Just wondering if anyone felt different after their miscarriage. Mine was over 4 months ago and if anything my PMS is getting worse. I never used to get much pms before I got pregnant but now every month i feel sick, dizzy, my boobs get really lumpy and sore, I'm really depressed and tearful and now I'm getting migraines that last for days. Its not like me at all, I used to get just a little period pain before I started and thats it. Am i the only one or has anyone else found this? How long will it take for my body to go back to normal?


----------



## ncmommy

After my first loss, I thought I was having PMDD instead of PMS. It was awful!!! I felt sick and I lietrally felt rage inside of me, it was scary. It did eventually settle down for me. I would talk to your doctor and see what they say.


----------



## hippylittlej

auntySmeghead, if it helps I am the same as you, without the migraines, I do however get terrible back pain and extreme tiredness now though. I am going to give it one more cycle and then go and see my GP.


----------



## zelda

hi there. I had the same after my mc in july,each month since then my pains start 1 week before AF, my boobs feel like someone is inside stabbing , i get nausea and feel exhausted. some sypmtoms are worse then when I was pregnant.

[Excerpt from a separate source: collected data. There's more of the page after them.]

PR #945, opened 2024-06-08
Read the VARC transform

rsheeter:
Reading the decomposed transform is relatively useless so I added a method to get affine matrix. That took me on a wee bit of a core_maths adventure.

Builds on #943.

### DIFF
--- a/read-fonts/src/tables/varc.rs
+++ b/read-fonts/src/tables/varc.rs
@@ -8,23 +8,24 @@ pub use super::{
 
 include!("../../generated/generated_varc.rs");
 
-/// Let's us call self.something().get(i) instead of get(self.something(), i)
-trait Get<'a> {
-    fn get(self, nth: usize) -> Result<&'a [u8], ReadError>;
+trait RawNth<'a> {
+    fn nth(self, nth: usize) -> Result<&'a [u8], ReadError>;
 }
 
-impl<'a> Get<'a> for Option<Result<Index2<'a>, ReadError>> {
-    fn get(self, nth: usize) -> Result<&'a [u8], ReadError> {
-        self.transpose()?
-            .ok_or(ReadError::NullOffset)
-            .and_then(|index| index.get(nth).map_err(|_| ReadError::OutOfBounds))
+impl<'a> RawNth<'a> for Option<Result<Index2<'a>, ReadError>> {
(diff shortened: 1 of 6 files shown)


read-fonts/src/tables/varc.rs
```diff
@@ -152,55 +148,36 @@ impl<'a> VarcComponent<'a> {
...
-        };
-
-        let center_x = if flags.contains(VarcFlags::HAVE_TCENTER_X) {
-            cursor.read::<FWord>()?.to_i16()
-        } else {
-            0
-        };
-        let center_y = if flags.contains(VarcFlags::HAVE_TCENTER_Y) {
-            cursor.read::<FWord>()?.to_i16()
+        let mut transform = DecomposedTransform::default();
```
cmyr, line 151: does it make sense to now just have a constructor on this type that takes the cursor and the flags and parses itself?

read-fonts/src/tables/varc.rs
```diff
@@ -215,26 +192,115 @@ impl<'a> VarcComponent<'a> {
...
+            skew_x: 0.0,
+            skew_y: 0.0,
+            center_x: 0.0,
+            center_y: 0.0,
+        }
+    }
+}
+
+impl DecomposedTransform {
+    /// Convert decomposed form to standard 2x3 matrix form
```
cmyr, line 230: iirc there is some variation in the world in terms of how the fields of an affine matrix are ordered, and I think it's worth being explicit about the field order in the documentation (see [kurbo, for example](https://docs.rs/kurbo/latest/kurbo/struct.Affine.html#method.new))

cmyr (approved):
A couple ideas, nothing blocking

read-fonts/src/tables/varc.rs
rsheeter: Oh good point. I tend to think of kurbo-style (a b are x-basis, c d are y-basis, e f are translation) as standard but it is not at all true.

read-fonts/src/tables/varc.rs
rsheeter: My rationale for the current structure was to keep the bytestream parsing together. I would like to keep that unless you feel strongly about it. If so I will address in a follow-on.

PR #946, opened 2024-06-08
Sketch of alternative to stringify_path

rsheeter:


cmyr (commented):
responded in #937; if we were actually using this type in the generated code I think something like this would make sense (in which case I would propose just erroring at parse time if the provided path did not end in an ident) I think for our purposes it's overkill, since we really just want a string we can include in a diagnostic message.

PR #949, opened 2024-06-08
Read the fields of the multitem variation store

rsheeter:
Read the fields of the MultiItemVarStore. This gives us raw and fairly unfriendly access to VARC and hopefully positions us to start thinking providing friendlier access, such as by loading paths in Skrifa.

### DIFF
--- a/resources/codegen_inputs/varc.rs
+++ b/resources/codegen_inputs/varc.rs
@@ -42,10 +42,10 @@ table SparseVariationRegionList {
 table SparseVariationRegion {
     region_axis_count: u16,
     #[count($region_axis_count)]
-    region_axis_offsets: [Offset32<SparseRegionAxisCoordinates>],
+    region_axis_offsets: [SparseRegionAxisCoordinates],
 }
 
-table SparseRegionAxisCoordinates
+record SparseRegionAxisCoordinates
 {
   axis_index: u16,
   start: F2Dot14,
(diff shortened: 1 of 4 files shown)


resources/codegen_inputs/varc.rs
```diff
@@ -20,8 +22,45 @@ table Varc {
     var_composite_glyphs_offset: Offset32<Index2>,
 }
 
+/// * <https://github.com/fonttools/fonttools/blob/5e6b12d12fa08abafbeb7570f47707fbedf69a45/Lib/fontTools/ttLib/tables/otData.py#L3451-L3457>
+/// * <https://github.com/harfbuzz/harfbuzz/blob/7be12b33e3f07067c159d8f516eb31df58c75876/src/hb-ot-layout-common.hh#L3517-L3520C3>
 table MultiItemVariationStore {
-    // TODO(rsheeter) Doing VARC incrementally, haven't got here yet.
+    #[format = 1]
```
cmyr, line 28: if there's only one format defined you can omit this attribute, since we won't use it anywhere (you can leave it in if  you want, it just generates some extra code we don't need)

rsheeter: I feel like it shoudl have it, it's a format. If it doesn't cause any particular harm perhaps we can keep it.

cmyr: so the only thing that this annotation does, currently, is let this table be used in a 'format enum', which we don't use if there's only one format.


Thinking about this more, though, I think we should be doing more: I think that for any table with a defined format we should actually be checking the format at parse time and returning an error if it isn't the expected value; this would mostly be future-proofing.

cmyr (approved):
looks good! my one comment here is a response about the`#[format = N]` annotation, I'm realizing we should be doing more with this (I'll open an issue)

PR #951, opened 2024-06-11
Fix integer overflow in Cmap12::group()

dfrg:
As discovered by fuzzing.
ref https://oss-fuzz.com/testcase-detail/5141969742397440 and  https://bugs.chromium.org/p/oss-fuzz/issues/detail?id=69547

First commit contains the failing test.


rsheeter (approved):
Nit: in both issue and comments I suggest citing https://bugs.chromium.org/p/oss-fuzz/issues/detail?id=69547.

PR #953, opened 2024-06-11
A little more fuzzing

rsheeter:
Contributes to #420

### DIFF
--- a/fuzz/fuzz_targets/fuzz_name.rs
+++ b/fuzz/fuzz_targets/fuzz_name.rs
@@ -1,0 +1,22 @@
+#![no_main]
+use std::error::Error;
+
+use libfuzzer_sys::fuzz_target;
+use skrifa::{raw::TableProvider, FontRef};
+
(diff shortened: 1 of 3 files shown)


fuzz/fuzz_targets/fuzz_name.rs
```diff
@@ -0,0 +1,22 @@
...
+
+use libfuzzer_sys::fuzz_target;
+use skrifa::{raw::TableProvider, FontRef};
+
+fn do_name_things(data: &[u8]) -> Result<(), Box<dyn Error>> {
+    let font = FontRef::new(data)?;
+    let name = font.name()?;
+
+    for nr in name.name_record() {
+        let _ = nr.string(name.string_data());
```
dfrg, line 12: Suggest adding `.map(|ns| ns.to_string())` to exercise the string data parsing.

dfrg (approved):

fuzz/fuzz_targets/fuzz_name.rs
rsheeter: Fixed, ty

This month is better though , I did read a book that adviswd giving up caffeine and tea ,which seemed to have helped .


----------



## FriendlyFace

O wow!!! I was beginning to think I may have been pregnant again already, I had a mc 3 weeks ago and over the weekend my breasts have gotten tender which never happens with me, even before AF. Dizziness, headaches and moodiness! Maybe AF is going to be a witch now :-(


----------



## auntySmeghead

Thank you for your replies. Managed to persuade my GP to do a day 21 test to check my progesterone. I'm fed up with this now. Its been over 4 months so my body should be back to normal.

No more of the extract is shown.